Stored items
PR #234, opened 2019-05-27
cli: match version from build environment

### LINKED ISSUE #121: Use the MI version as the CLI version
Currently, the version used for MI CLI is different from the product version. Shall we use the same version for CLI too since it is easier to correlate?

We need to make sure the CLI version upgrade also happens whenever we do an MI release.

menuka94:

### DIFF
--- a/Makefile
+++ b/Makefile
@@ -14,11 +14,32 @@
 # limitations under the License.
 # -----------------------------------------------------------------------
 
+# do not indent (Makefile syntax, not bash)
+ifdef MVN_RELEASE_VERSION
+# maven release
+$(info MVN_RELEASE_VERSION is $(MVN_RELEASE_VERSION))
+VERSION=$(MVN_RELEASE_VERSION)
+else
+# not a maven release
+ifdef POM_VERSION
+VERSION=$(POM_VERSION)
+$(info POM_VERSION is $(POM_VERSION))
+endif
+endif
+# one of these will be set to VERSION in Jenkins Production Environment
+
+
 .PHONY: install
 install:
 	mvn clean install
-	cd cmd && ./build.sh -t mi.go -v 1.0.0 -f;
+	cd cmd && ./build.sh -t mi.go -v ${VERSION} -f
 
 .PHONY: install-cli
 install-cli:
-	cd cmd && ./build.sh -t mi.go -v 1.0.0 -f
+	cd cmd && ./build.sh -t mi.go -v ${VERSION} -f
+
+.PHONY: install-cli-local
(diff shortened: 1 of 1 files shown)


Nirothipan:
@menuka94  this is intend to fix https://github.com/wso2/micro-integrator/issues/121 , isn't it

menuka94:
> @menuka94 this is intend to fix #121 , isn't it

Yes. I'll update the commit message.

a5anka:
As discussed offline, shall we try to read the version from pom.file for local builds?

menuka94:
> As discussed offline, shall we try to read the version from pom.file for local builds?

Done.

Makefile
```diff
@@ -14,11 +14,32 @@
...
+ifdef POM_VERSION
+VERSION=$(POM_VERSION)
+endif
+endif
+# one of these will be set to VERSION in Jenkins Production Environment
+
+
+ifndef VERSION
+# local build, use the POM version
+VERSION:=$(shell mvn -q -Dexec.executable=echo -Dexec.args='$${project.version}' --non-recursive exec:exec)
```
a5anka: Why do we have two `$` characters?

a5anka:
@menuka94 Do we need to read from the Jenkins environment now?

Makefile
menuka94: Because the expression inside parentheses needs to get evaluated and assigned to variable `VERSION`.

menuka94:
> @menuka94 Do we need to read from the Jenkins environment now?

Yes, because otherwise the version will not match the Maven release version.

a5anka:
> > @menuka94 Do we need to read from the Jenkins environment now?
> 
> Yes, because otherwise, the version will not match the Maven release version.

Then shall we have two make targets? One to use in Jenkins and one to use when building locally.

menuka94:
> > > @menuka94 Do we need to read from the Jenkins environment now?
> > 
> > Yes, because otherwise, the version will not match the Maven release version.
> 
> Then shall we have two make targets? One to use in Jenkins and one to use when building locally.

Done.

a5anka:
@menuka94 Can you let me know when we can merge this without breaking the product build?

menuka94:
> @menuka94 Can you let me know when we can merge this without breaking the product build?

Sure. Even if this is merged before deploying the new Maven Release Plugin in Jenkins, general builds will work fine. The only caveat is that in release builds, the CLI will not have the new release version.

menuka94:
@a5anka This can be merged now.

PR #65, opened 2024-07-04
refactor: make showPageMask into a hook to remove the need to pass dispatch

icatalina:
## What/Why?
Create a hook to expose `showPageMask` avoiding the need for a method taking dispatch from outside.

## Rollout/Rollback
Revert this PR

## Testing
Manual


deov31 (approved):
👍

bc-marco (approved):

PR #66, opened 2024-07-09
feat: sprint57 Iteration task

BrianJiang2021:
Jira: [BUN-2601](https://bigc-b2b.atlassian.net/browse/BUN-2601)
[BUN-2662](https://bigc-b2b.atlassian.net/browse/BUN-2662)
[BUN-2621](https://bigcommercecloud.atlassian.net/browse/BUN-2621)

## What/Why?

1. description is not escaped, graphql reports an error, description needs to be escaped

When we use strings in GraphQL queries or mutations, if the string contains special characters (such as newlines, double quotes, etc.), these characters may be mistaken as part of the syntax, resulting in parsing errors. For example, unescaped newlines can break the structure of the query and prevent it from parsing correctly

If we use newlines directly in the query, it will cause an error
mutation { updateDescription(description: "test\n") }
This causes parsing errors because newlines are mistaken for part of the syntax

To avoid this we need to use escape characters:
mutation { updateDescription(description: "test\\n") }
The GraphQL parser will recognize \n as an actual newline character

**Better way: use variables**

More convenient and avoids manual handling of escape characters, This allows GraphQL queries to be parsed and executed correctly

2. B2B Edition Shopping Lists do not have "Add to Cart" Option while logged in as a B2C User

3. Improve Buyer Portal compatibility for Beatify Theme

When clicking the account icon, in most cases, you cannot enter the buyer portal page, but stay on a blank page.
Reason: The theme code is not compatible with the class name or other specific identifiers corresponding to the icon; this pr adds specific identifiers in the code to be compatible with the theme.

## Rollout/Rollback
undo pr

## Testing

1.
b2b:

https://github.com/bigcommerce/b2b-buyer-portal/assets/80307788/82cd1b67-bfff-4adf-a24a-3fdc25144dcb

bc:

https://github.com/bigcommerce/b2b-buyer-portal/assets/80307788/cbc961a3-b5c6-4ea4-8857-84438d077943

2.
c55c3198ebceca03e884e36fe12b992e

3.
https://github.com/bigcommerce/b2b-buyer-portal/assets/80307788/a769583d-d460-4173-bfdf-36cb44ef727a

TASK PROMPT: Every line from above should appear again in the answer, exactly as written.

SOLUTION TO THIS TASK:
PR #234, opened 2019-05-27
cli: match version from build environment

### LINKED ISSUE #121: Use the MI version as the CLI version
Currently, the version used for MI CLI is different from the product version. Shall we use the same version for CLI too since it is easier to correlate?

We need to make sure the CLI version upgrade also happens whenever we do an MI release.

menuka94:

### DIFF
--- a/Makefile
+++ b/Makefile
@@ -14,11 +14,32 @@
 # limitations under the License.
 # -----------------------------------------------------------------------
 
+# do not indent (Makefile syntax, not bash)
+ifdef MVN_RELEASE_VERSION
+# maven release
+$(info MVN_RELEASE_VERSION is $(MVN_RELEASE_VERSION))
+VERSION=$(MVN_RELEASE_VERSION)
+else
+# not a maven release
+ifdef POM_VERSION
+VERSION=$(POM_VERSION)
+$(info POM_VERSION is $(POM_VERSION))
+endif
+endif
+# one of these will be set to VERSION in Jenkins Production Environment
+
+
 .PHONY: install
 install:
 	mvn clean install
-	cd cmd && ./build.sh -t mi.go -v 1.0.0 -f;
+	cd cmd && ./build.sh -t mi.go -v ${VERSION} -f
 
 .PHONY: install-cli
 install-cli:
-	cd cmd && ./build.sh -t mi.go -v 1.0.0 -f
+	cd cmd && ./build.sh -t mi.go -v ${VERSION} -f
+
+.PHONY: install-cli-local
(diff shortened: 1 of 1 files shown)


Nirothipan:
@menuka94  this is intend to fix https://github.com/wso2/micro-integrator/issues/121 , isn't it

menuka94:
> @menuka94 this is intend to fix #121 , isn't it

Yes. I'll update the commit message.

a5anka:
As discussed offline, shall we try to read the version from pom.file for local builds?

menuka94:
> As discussed offline, shall we try to read the version from pom.file for local builds?

Done.

Makefile
```diff
@@ -14,11 +14,32 @@
...
+ifdef POM_VERSION
+VERSION=$(POM_VERSION)
+endif
+endif
+# one of these will be set to VERSION in Jenkins Production Environment
+
+
+ifndef VERSION
+# local build, use the POM version
+VERSION:=$(shell mvn -q -Dexec.executable=echo -Dexec.args='$${project.version}' --non-recursive exec:exec)
```
a5anka: Why do we have two `$` characters?

a5anka:
@menuka94 Do we need to read from the Jenkins environment now?

Makefile
menuka94: Because the expression inside parentheses needs to get evaluated and assigned to variable `VERSION`.

menuka94:
> @menuka94 Do we need to read from the Jenkins environment now?

Yes, because otherwise the version will not match the Maven release version.

a5anka:
> > @menuka94 Do we need to read from the Jenkins environment now?
> 
> Yes, because otherwise, the version will not match the Maven release version.

Then shall we have two make targets? One to use in Jenkins and one to use when building locally.

menuka94:
> > > @menuka94 Do we need to read from the Jenkins environment now?
> > 
> > Yes, because otherwise, the version will not match the Maven release version.
> 
> Then shall we have two make targets? One to use in Jenkins and one to use when building locally.

Done.

a5anka:
@menuka94 Can you let me know when we can merge this without breaking the product build?

menuka94:
> @menuka94 Can you let me know when we can merge this without breaking the product build?

Sure. Even if this is merged before deploying the new Maven Release Plugin in Jenkins, general builds will work fine. The only caveat is that in release builds, the CLI will not have the new release version.

menuka94:
@a5anka This can be merged now.

PR #65, opened 2024-07-04
refactor: make showPageMask into a hook to remove the need to pass dispatch

icatalina:
## What/Why?
Create a hook to expose `showPageMask` avoiding the need for a method taking dispatch from outside.

## Rollout/Rollback
Revert this PR

## Testing
Manual


deov31 (approved):
👍

bc-marco (approved):

PR #66, opened 2024-07-09
feat: sprint57 Iteration task

BrianJiang2021:
Jira: [BUN-2601](https://bigc-b2b.atlassian.net/browse/BUN-2601)
[BUN-2662](https://bigc-b2b.atlassian.net/browse/BUN-2662)
[BUN-2621](https://bigcommercecloud.atlassian.net/browse/BUN-2621)

## What/Why?

1. description is not escaped, graphql reports an error, description needs to be escaped

When we use strings in GraphQL queries or mutations, if the string contains special characters (such as newlines, double quotes, etc.), these characters may be mistaken as part of the syntax, resulting in parsing errors. For example, unescaped newlines can break the structure of the query and prevent it from parsing correctly

If we use newlines directly in the query, it will cause an error
mutation { updateDescription(description: "test\n") }
This causes parsing errors because newlines are mistaken for part of the syntax

To avoid this we need to use escape characters:
mutation { updateDescription(description: "test\\n") }
The GraphQL parser will recognize \n as an actual newline character

**Better way: use variables**

More convenient and avoids manual handling of escape characters, This allows GraphQL queries to be parsed and executed correctly

2. B2B Edition Shopping Lists do not have "Add to Cart" Option while logged in as a B2C User

3. Improve Buyer Portal compatibility for Beatify Theme

When clicking the account icon, in most cases, you cannot enter the buyer portal page, but stay on a blank page.
Reason: The theme code is not compatible with the class name or other specific identifiers corresponding to the icon; this pr adds specific identifiers in the code to be compatible with the theme.

## Rollout/Rollback
undo pr

## Testing

1.
b2b:

https://github.com/bigcommerce/b2b-buyer-portal/assets/80307788/82cd1b67-bfff-4adf-a24a-3fdc25144dcb

bc:

https://github.com/bigcommerce/b2b-buyer-portal/assets/80307788/cbc961a3-b5c6-4ea4-8857-84438d077943

2.
c55c3198ebceca03e884e36fe12b992e

3.
https://github.com/bigcommerce/b2b-buyer-portal/assets/80307788/a769583d-d460-4173-bfdf-36cb44ef727a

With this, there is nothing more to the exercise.